Researchers from the University of Science and Technology of China (USTC), in collaboration with scientists from the University of Cambridge and Beijing Information Science and Technology University developed a novel blue OLED emitter design, based on 5Cz-BO molecules, that offers highly efficient emission with a narrow emission spectrum.
The new OLED emitters incorporate multiple carbazole donor groups into the multiple resonance (MR) type electron acceptor units. This design offers narrow-band short-range charge transfer excited states and it also reduced the energy level difference between the molecule’s singlet and triplet states.

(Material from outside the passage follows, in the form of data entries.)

PR #2231, opened 2021-08-09
refactor: do not construct replay plan when skipping replay

crepererum:
Up until now we only skipped the execution of the replay plan, not its
construction. The replay plan construction has some bugs left, so let's
move this part behind the toggle as well.


tustvold (approved):
LGTM

alamb (commented):
👍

The researchers say that structural relaxation in the excited state was effectively suppressed by the short-range charge transfer excited state, which results in a narrow-band deep blue light emission. The researchers also reduced the energy level difference between the molecule’s singlet and triplet states through the long-range charge transfer excited state, enhancing spin-orbit coupling and significantly increasing the molecule’s reverse intersystem crossing rate. Moreover, the steric hindrance effects induced by the introduction of multiple carbazole donor groups effectively prevented the aggregation of MR acceptor units, thus allowing the molecule to maintain narrow-band emission of deep blue light.

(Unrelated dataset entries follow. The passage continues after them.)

PR #2232, opened 2021-08-09
feat: Server own background worker

tustvold:
Rejigs `Server` to own its own background worker, to match `Database`.

Also renamed background loop to background worker, as it isn't actually a single loop and we weren't being consistent with terminology (likely entirely my fault).

Relates to #2186


server/src/lib.rs
```diff
@@ -635,90 +689,6 @@ where
...
-    /// Loads the database configurations based on the databases in the
-    /// object store. Any databases in the config already won't be
-    /// replaced.
-    ///
-    /// This requires the serverID to be set.
-    ///
-    /// It will be a no-op if the configs are already loaded and the server is ready.
-    ///
-    /// TODO: Make server own background loop and make this private
-    pub async fn maybe_initialize_server(&self) {
```
tustvold, line 647: This method is just moved lower down in the file, with only very minor modification

server/src/lib.rs
```diff
@@ -527,6 +550,37 @@ where
         self.shared.state.read().initialized().is_ok()
     }
 
+    /// Triggers shutdown of this `Server`
+    pub fn shutdown(&self) {
```
tustvold, line 554: This is pretty much an identical setup to in `Database`

server/src/lib.rs
```diff
@@ -1724,49 +1781,33 @@ mod tests {
             "expected:\n{:#?}\n\nactual:{:#?}\n\n",
             expected, actual
         );
-
-        // ensure that we don't leave the server instance hanging around
```
tustvold, line 1728: We aren't consistently waiting for server shutdown in most tests, so I think I'll just follow this up with a Drop method on Server and Database, that warn and trigger shutdown if it hasn't already been

server/src/lib.rs
```diff
@@ -360,6 +364,9 @@ pub struct Server<M: ConnectionManager> {
 
     metrics: Arc<ServerMetrics>,
 
+    /// Future that resolves when the background worker exits
```
crepererum, line 367: It took me a while to realize that we have a server-level background worker now (I've missed that change).

server/src/lib.rs
```diff
@@ -369,9 +376,17 @@ pub struct Server<M: ConnectionManager> {
 
 #[derive(Debug)]
 struct ServerShared {
+    /// A token that is used to trigger shutdown of the background worker
+    shutdown: CancellationToken,
```
crepererum, line 380: Is this specific token only used for the server-level worker or will it be cloned and also be used for the DB-level workers?

crepererum (approved):
Clean design :+1:

server/src/lib.rs
tustvold: We've always had one, it's what drains the tracker registry, etc... but it was spawned by the main influxdb_iox method so it was perhaps not obvious how it plumbed in

server/src/lib.rs
tustvold: Only the server - this was a complication I removed as in practice it wouldn't make a huge difference. The server background worker is the only thing that waits for the Database workers to finish up, and so it might as well trigger the shutdown of the Databases and avoid the complexity of plumbing through CancellationTokens (which I thought made for a bit of a meh API). If the server background worker is dead, nothing is going to wait on the Database's to shutdown anyway, regardless of whether they're told to shutdown or not.

server/src/database.rs
```diff
@@ -100,7 +100,7 @@ impl Database {
             state_notify: Default::default(),
         });
 
-        let handle = tokio::spawn(background_loop(Arc::clone(&shared)));
+        let handle = tokio::spawn(background_worker(Arc::clone(&shared)));
```
alamb, line 103: I like the consistent terminology

alamb: I found a few more remnants of `background loop`: 

```grep
-*- mode: grep; default-directory: "~/Software/influxdb_iox/" -*-
Grep started at Mon Aug  9 13:45:57

rg -n -H -i --no-heading -e 'background loop' $(git rev-parse --show-toplevel || pwd)
/Users/alamb/Software/influxdb_iox/server/src/utils.rs:81:        // make background loop spin a bit faster for tests
/Users/alamb/Software/influxdb_iox/server/src/db.rs:1684:        // We need to do that BEFORE shutting down the background loop because gauges would be dropped and resetted otherwise
/Users/alamb/Software/influxdb_iox/server/src/db/replay.rs:422:        /// Background loop is started as well but neither persistence nor write buffer reads are allowed until
/Users/alamb/Software/influxdb_iox/server/src/db/replay.rs:443:        /// Wait that background loop generates desired state (all checks pass).

```

server/src/lib.rs
alamb: Is it just the shutdown of the background worker, or could we say that this `CancellationToken` is used to trigger shutdown of the entire datatabase?

If it is related to just the background worker, perhaps we should call it `background_worker_shutdown` or something more specific to the background worker

server/src/lib.rs
```diff
@@ -1024,49 +994,140 @@ where
...
+/// Background worker function for the server
+async fn background_worker(shared: Arc<ServerShared>) {
+    info!("started server background worker");
 
-        let mut interval = tokio::time::interval(tokio::time::Duration::from_secs(1));
+    let mut interval = tokio::time::interval(tokio::time::Duration::from_secs(1));
 
-        // TODO: Move out of Server background loop
-        let job_registry = self.shared.application.job_registry();
+    // TODO: Move out of Server background worker
```
alamb, line 1006: to where?

server/src/lib.rs
```diff
@@ -1024,49 +994,140 @@ where
...
+        job_registry.reclaim();
 
-            // TODO: Trigger termination if database worker finishes
+        // TODO: Trigger termination if database worker finishes
 
-            tokio::select! {
-                _ = interval.tick() => {},
-                _ = shutdown.cancelled() => break
-            }
+        tokio::select! {
```
alamb, line 1015: should this also check the `notify` for state changes too? Or is it assumed that this loop is the only thing that will change `state`s of databases and thus doesn't need to wait for its own notification? Or maybe I am misunderstanding

alamb (approved):
Looks like a solid improvement to me

server/src/lib.rs
tustvold: I guess it could have its own background loop, but yeah, probably not worth it

server/src/lib.rs
tustvold: We could use the notify to edge trigger this, will add to a follow on PR

tustvold:
Going to get this in and address feedback in a follow on PR, I have a PR that builds on top of this one I'd like to get up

The researchers report that OLED devices based on the 5Cz-BO molecule achieved a maximum external quantum efficiency of 22.8% and a CIE value of (0.163, 0.046), closely matching the current BT.2020 blue light standard. Furthermore, the high reverse intersystem crossing rate of 5Cz-BO enabled its use as a sensitizer, resulting in a maximum external quantum efficiency of 33.1% for sensitized devices.